若是辦不成事呢?誰有想過沒有。天子翻手為雲覆手為雨,今天把你捧上天,明天就能把你踩在泥里,永世不得翻身。
「熙兒,還不快接旨!」慕容熙他老子也迫不及待等不及,他很想拍醒這孩子,怎麼關鍵時刻就掉鏈子了呢。
皇恩浩蕩,本以為只落在慕容漣身上,誰知道連他這個兒子也有份。
不過怎麼隻字不提慕容漣?難道給慕容漣的是懿旨?不過慕容漣在廉王府,懿旨應該送去廉王府了吧。
「熙公子,這是尚方寶劍。」安得利接過邊上小太監手裡的一個托盤,掀開紅布,那托盤上一把華麗的短劍,上面雕龍刻鳳,還鑲嵌著各種寶石,熠熠生輝……
慕容熙看得差點一口老血噴出來,什麼尚方寶劍,開玩笑,這是裝飾品吧?能砍死人?還是打算鈍刀割肉,折磨死敵人?
等他那這把劍殺死人,黃花菜都涼了。
要是這玩意拿出來嚇唬人,還不得笑掉大牙。軒轅太昊腦子被驢踢了嗎?怎麼會想出這種餿主意,這是損他呢還是打算讓他成為笑話?

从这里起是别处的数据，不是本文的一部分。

PR #1477, opened 2017-03-08
Restore cart when a user logs back in

lin-d-hop:
This built on Levents changes with some small tweaks.

@OliverUK It needs to be tested thoroughly.
Cases:
- User logs out and logs back in
- User has items in basket when logging in
- User switches hubs from which they are shopping
- Hub closes between logging out and logging back in
- Product goes out of stock between logging out and logging back in

It would be good if you could spend some time and thoroughly document the use cases in a summary. Picture will only be required if you find errors.

Happy to discuss test cases in more detail if you think it would be useful, but I trust you. Take a look at the original issue as well.


OliverUK:
Hi @lin-d-hop   

I had a go at it now as I won't be around much the rest of the week.

User logs out and logs back in
Expected behaviour: cart content still there from last login
Test result **true**

User has items in basket when logging in
Expected behaviour: old cart replaced by current cart
Test result **true**

User left items in basket but logs back in after the old OC closed and a new one opened
Expected behaviour: cart emptied
Test result **true**

User has items in basket when switching to a different OFN shop
Expected behaviour: Warning displayed and cart emptied
Test result **true**
screen shot 2017-03-08 at 15 59 39

User has items in basket and logs back in after someone else bought the last stock of the same items.

Here OFN allows me to check out despite no stock available and enters a negative stock number in BEP for the item in question. It appears the order is not checked against stock levels but this is unrelated to the issue of logging out and back in. On UK staging at least, if I order the last stock before someone else completes their checkout, the other still gets to check out and the stock ends up negative.

lin-d-hop:
Wow you're speedy @OliverUK Thanks!!
Do you know if there is an existing issue for the stock issue you flagged? If not maybe we should create an issue for it?

OliverUK:
@lin-d-hop 
I wasn't aware but it looks like the same happens on production. I only tried it quickly by reducing the stock level and then carrying on checking out all under the same login.

daniellemoorhead:
Hey @oeoeaio @jeronimo @lin-d-hop can this PR be closed as it seems to have been superseded by  #1552 and #1583?

oeoeaio:
@daniellemoorhead looks like different functionality to me, I don't think we can close this...

daniellemoorhead:
@lin-d-hop @sineadfenton have taken this out of the dot point release, will leave it to you to ping us via the aus review label when you're ready for us to look at it

oeoeaio:
For my own reference, this is probably related: https://github.com/oeoeaio/openfoodnetwork/commit/4443229066983f8ff07c6c0dd3b5cbd21859e237

PR #1479, opened 2017-03-10
[TEST] Uk/import

oeoeaio:
IGNORE ME

Same code as @Matt-Yorkley's PR of the same name, I've just rebased it for testing in Aus


RohanM:
It'd be cool if we had an easy way to label PRs like this. I've seen `[WIP]` and `[RFC]` prefixed to the titles for work in progress and requests for comment. Perhaps `[TEST]`?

在別人看來是榮耀,但對慕容熙來說這絕對是恥辱。一個想他死喝他血的人又怎麼可能真心待你呢?
聖旨不可能不接,不接意味著什麼,誰都清楚。
慕容熙直接站了起來,先拿聖旨放在自己的袖子里,再拿尚方寶劍,不過他並沒有收起打算供著。而是直接拔出寶劍……
他這一行為嚇了所有人一跳,一般人拿到聖旨尚方寶劍不是該供起來,可是他恰恰相反。定國公最先反應過來,他連忙阻止:「小九,你這是想幹什麼?還不快快把尚方寶劍收起來。」
他邊說他還邊瞄了眼安得利,如果嚇到安得利回去告御狀,他們都得吃不了兜著走。這可不是開玩笑的,這不是普通的寶劍,而是天子使用的佩劍?
這花里胡哨看起來也不像一個大男人用的,反而更像是後宮妃嬪拿著玩的。陛下是不是拿錯寶劍了?不過這話定國公可不敢說出來。
敢質疑陛下的決定,不想見明天的太陽了。
安得利同樣也嚇了一跳,不過他很快淡然處之,這熙公子還真是個另類,敢當著他的面直接拔劍,就他這份膽魄,難怪深的陛下喜愛。
也不是沒有原因的,若是京城其他貴族公子哥,肯定不是這種反應。
慕容熙拔出寶劍才知道此劍不凡。之前被它的外表所迷惑,此劍一出,鋒芒畢露,寒光閃閃,削鐵如泥。
「好劍!」慕容熙終於展開了笑顏,這可是最好的殺人利器,鋒利無比,就是對方穿著盔甲估計都能刺入身體。
安得利被他這笑容看得目光一閃,京城都說慕容漣乃京城第一美人,可這熙公子笑起來卻如此的絕代風華,傾國傾城,勝卻人間無數絕代佳人。
若是女子……慕容家的那個千年詛咒必定會出現。
只是個笑容就讓人迷失,熙公子似乎很少笑。至少在宮裡那幾天他就沒見過他笑過。
「熙公子,那奴婢先告退?」見他收了劍,安得利這才笑眯眯地上前詢問,他的姿態放的很低,別人不知道他為何如此做。
只有他自己心裡清楚,因為陛下只有在面對熙公子時才和顏悅色,甚至還存著幾分寵溺。陛下對自己的孩子都沒如此上心過,卻獨獨對熙公子是個例外。